Dataset entries
PR #14384, opened 2026-05-21
[None][perf] Eliminate torch.where host sync in multimodal fuse_input_embeds path

yechank-nvidia:
@coderabbitai summary

  ## Description

  VLM `fuse_input_embeds` falls back to `filter_mm_token_from_input_ids` when the MM/text token indices are missing. On GPU `input_ids` that filter's `torch.where` forces a **host-device synchronization on every VLM forward step**. This PR removes that sync and the legacy out-of-vocab (OOV) placeholder workaround that made it necessary.

  **What changed**

  1. **Sync-free index plumbing (`model_engine`)**
     - `_prepare_multimodal_indices` computes `text_token_indices` / `mm_token_indices`
       on a **CPU** `input_ids` copy.
     - New `_ship_multimodal_indices` helper (shared by `_prepare_tp_inputs` and
       `_prepare_tp_inputs_no_cache`) pins and async-H2D-copies them into the inputs
       dict. The KV-cache path reuses the CPU `text_token_indices` and extends it with
       an `arange` for the post-context range instead of allocating `torch.ones(N, bool)`
       + rebuilding via `torch.where`.
     - The `mm_encoder_only` flag guard is replaced with a structural
       `hasattr(model.config, 'vocab_size')` check.

  2. **In-vocab `mm_token_ids` contract (drop OOV remap)**
     - Removes the `token_ids[mask] = vocab_size + 1` remap in **Llama4, LLaVA-Next,
       Qwen2-VL, Qwen2.5-VL, Qwen3-VL, VILA** input processors.
     - Each model exposes `mm_token_ids` so the executor's `_prepare_multimodal_indices`
       and `maybe_compute_mm_embed_cumsum` locate MM positions via
       `torch.isin(input_ids, mm_token_ids)` instead of the OOV `>= vocab_size` predicate.
     - **Kimi K25 / Gemma4-MM** cache the tensor (`_mm_token_ids`) behind an `@property`
       to avoid per-step `torch.tensor` / `torch.cat` allocations.

  3. **`fuse_input_embeds` fast path** — when `mm_token_ids` is provided (in-vocab
     caller), embed the full `input_ids` once and overwrite the MM rows instead of the
     gather + `torch.empty` + text-scatter path.

  4. VLM forwards now extract the indices from `kwargs` and pass them **explicitly** to
     `fuse_input_embeds` rather than relying on a `**kwargs` splat.

  **Not converted:** Hyperclovax stays on the OOV path (no in-vocab content placeholder
  in its config); the OOV branch in `filter_mm_token_from_input_ids` /
  `fuse_input_embeds` is retained as the Hyperclovax-only fallback.

  ### Performance — per VLM forward step

  The change trades a small **CPU** predicate cost for the removal of GPU work and, more
  importantly, a host-device sync on the critical path:

  | Path | Before | After |
  |------|--------|-------|
  | MM/text index compute | GPU `torch.where` on `input_ids` → **host sync** | CPU predicate + async H2D (no sync) |
  | KV-cache text complement | `torch.ones(N, bool)` + `torch.where` | reuse CPU indices + `arange`/`cat` |
  | `fuse_input_embeds` | gather + `torch.empty` alloc + text-scatter | single embed + MM-row overwrite |

  Net per VLM forward step: **−1 host-device sync, −2 GPU kernels, −1 device alloc**, at
  the cost of a CPU `torch.isin` predicate over `input_ids` whose result is shipped async.

### DIFF
--- a/tensorrt_llm/_torch/models/modeling_gemma4mm.py
+++ b/tensorrt_llm/_torch/models/modeling_gemma4mm.py
@@ -1034,7 +1034,8 @@ class Gemma4ForConditionalGeneration(PreTrainedModel):
             input_ids=input_ids,
             mm_embeds=mm_embeds,
             mm_token_ids=fuse_token_ids,
-            **kwargs,
+            mm_token_indices=kwargs.get("mm_token_indices"),
+            text_token_indices=kwargs.get("text_token_indices"),
         )
         logits = self.llm.forward(
             attn_metadata=attn_metadata,
--- a/tensorrt_llm/_torch/models/modeling_gemma4mm.py
+++ b/tensorrt_llm/_torch/models/modeling_gemma4mm.py
@@ -638,6 +638,8 @@ class Gemma4ForConditionalGeneration(PreTrainedModel):
         _mm_ids = [self.image_token_ids]
         if self.audio_token_ids is not None:
             _mm_ids.append(self.audio_token_ids)
+        if self.video_token_ids is not None:
+            _mm_ids.append(self.video_token_ids)
         self._mm_token_ids = torch.cat(_mm_ids) if len(_mm_ids) > 1 else self.image_token_ids
 
         model_config_cp = copy.deepcopy(model_config)
--- a/tensorrt_llm/_torch/models/modeling_gemma4mm.py
+++ b/tensorrt_llm/_torch/models/modeling_gemma4mm.py
@@ -635,6 +635,11 @@ class Gemma4ForConditionalGeneration(PreTrainedModel):
             else None
         )
 
+        _mm_ids = [self.image_token_ids]
+        if self.audio_token_ids is not None:
+            _mm_ids.append(self.audio_token_ids)
+        self._mm_token_ids = torch.cat(_mm_ids) if len(_mm_ids) > 1 else self.image_token_ids
+
         model_config_cp = copy.deepcopy(model_config)
         self.model_config = model_config_cp
 
@@ -1050,8 +1055,5 @@ class Gemma4ForConditionalGeneration(PreTrainedModel):
         return logits
 
     @property
-    def mm_token_ids(self):
-        ids = [self.image_token_ids]
-        if self.audio_token_ids is not None:
-            ids.append(self.audio_token_ids)
-        return torch.cat(ids) if len(ids) > 1 else self.image_token_ids
+    def mm_token_ids(self) -> torch.Tensor:
+        return self._mm_token_ids
--- a/tensorrt_llm/_torch/models/modeling_gemma4mm.py
+++ b/tensorrt_llm/_torch/models/modeling_gemma4mm.py
@@ -635,12 +635,12 @@ class Gemma4ForConditionalGeneration(PreTrainedModel):
             else None
         )
 
-        _mm_ids = [self.image_token_ids]
-        if self.audio_token_ids is not None:
-            _mm_ids.append(self.audio_token_ids)
-        if self.video_token_ids is not None:
-            _mm_ids.append(self.video_token_ids)
-        self._mm_token_ids = torch.cat(_mm_ids) if len(_mm_ids) > 1 else self.image_token_ids
+        _mm_ids = [config.image_token_id]
+        if getattr(config, "audio_token_id", None) is not None:
+            _mm_ids.append(config.audio_token_id)
+        if getattr(config, "video_token_id", None) is not None:
+            _mm_ids.append(config.video_token_id)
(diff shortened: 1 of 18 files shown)


tensorrt_llm/_torch/models/modeling_llava_next.py
2ez4bz: Nit: I think this type of comment can be left out of the model docstrings.

tensorrt_llm/_torch/models/modeling_multimodal_utils.py
2ez4bz, line 356: Nit:

```bash
sed -i 's/`/``/g'
```

on the changed lines.

2ez4bz (approved):

tensorrt_llm/_torch/models/modeling_qwen3vl.py
```diff
@@ -1013,6 +1039,23 @@ def __init__(
...
+            )
+            if tid is not None
+        ]
+        self._mm_token_ids = torch.tensor(_mm_ids, dtype=torch.int32)
+
+    @property
+    def mm_token_ids(self) -> torch.Tensor:
+        return self._mm_token_ids
+
         self.post_config()
```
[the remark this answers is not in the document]
yechank-nvidia: Addressed

tensorrt_llm/_torch/models/modeling_gemma4mm.py
```diff
@@ -613,6 +613,11 @@ def __init__(self, model_config: ModelConfig[Gemma4Config]):
             else None
         )
 
+        _mm_ids = [self.image_token_ids]
+        if self.audio_token_ids is not None:
+            _mm_ids.append(self.audio_token_ids)
+        self._mm_token_ids = torch.cat(_mm_ids) if len(_mm_ids) > 1 else self.image_token_ids
+
```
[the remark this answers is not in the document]
yechank-nvidia: Addressed

tensorrt_llm/_torch/pyexecutor/model_engine.py
```diff
@@ -2461,13 +2490,19 @@ def _prepare_tp_inputs(
...
+            # input_ids holds only context tokens here; extend/draft tokens are
+            # appended below and are by construction text, so we reuse the
+            # CPU-side text_token_indices and just extend it with the
+            # post-context arange instead of recomputing via a bool mask +
+            # torch.where over the full range.
+            text_token_indices_ctx, mm_token_indices = \
+                self._prepare_multimodal_indices(input_ids)
         else:
+            text_token_indices_ctx = None
             mm_token_indices = None
```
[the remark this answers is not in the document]
yechank-nvidia: Addressed

tensorrt_llm/_torch/models/modeling_vila.py
```diff
@@ -1069,15 +1079,19 @@ def _postprocess(self, input_ids, mm_features):
...
         )))  # len(input_ids_splits) = num_segments after mm tokens are isolated
+        # Use the first in-vocab media token id repeated mm_total_length times
+        # instead of unique arange(vocab_size, vocab_size + L) OOV IDs — only
+        # the predicate that distinguishes mm vs text matters downstream
+        # (fuse_input_embeds uses ``torch.isin(input_ids, mm_token_ids)``).
         mm_ids_splits = list(
-            torch.arange(vocab_size,
-                         vocab_size + mm_total_length,
-                         device=input_ids.device).split(mm_lengths_per_split)
+            torch.full((mm_total_length, ),
```
QiJune, line 1094: Could you help double-check the VILA path here?

My reading is that this changes the expanded MM ids from OOV ids to the in-vocab media token. That seems consistent with the new `fuse_input_embeds(..., mm_token_ids=...)` path, but I noticed `_validate_vila_mm_alignment()` still appears to classify MM positions via the OOV fallback (`input_ids >= vocab_size`). If so, it may find zero MM positions after this change and raise a token/embed count mismatch before reaching `fuse_input_embeds`.

QiJune (commented):
LGTM for the runtime changes

tensorrt_llm/_torch/models/modeling_vila.py
yechank-nvidia: Thx for the catch! Fixed it now.

tensorrt_llm/_torch/models/modeling_multimodal_utils.py
yechank-nvidia: Applied.

amukkara (approved):
Approving phi modelling changes

QiJune (approved):

2ez4bz:
first try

**Problem to work on**
Above are the records. Identify each line that contains the word "when".

**Answer space**
  VLM `fuse_input_embeds` falls back to `filter_mm_token_from_input_ids` when the MM/text token indices are missing. On GPU `input_ids` that filter's `torch.where` forces a **host-device synchronization on every VLM forward step**. This PR removes that sync and the legacy out-of-vocab (OOV) placeholder workaround that made it necessary.
  3. **`fuse_input_embeds` fast path** — when `mm_token_ids` is provided (in-vocab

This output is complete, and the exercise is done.